WHAT TO DO: Copy the data exactly. No line may be skipped.

** Opening DATA EXTRACT block **

PR #459, opened 2019-03-06
Make media extension parsing safer

BaptisteGelez:
Only keep it if contains letters and numbers only, otherwise remove it.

** Closing DATA EXTRACT block **

WORKED SOLUTION:
PR #459, opened 2019-03-06
Make media extension parsing safer

BaptisteGelez:
Only keep it if contains letters and numbers only, otherwise remove it.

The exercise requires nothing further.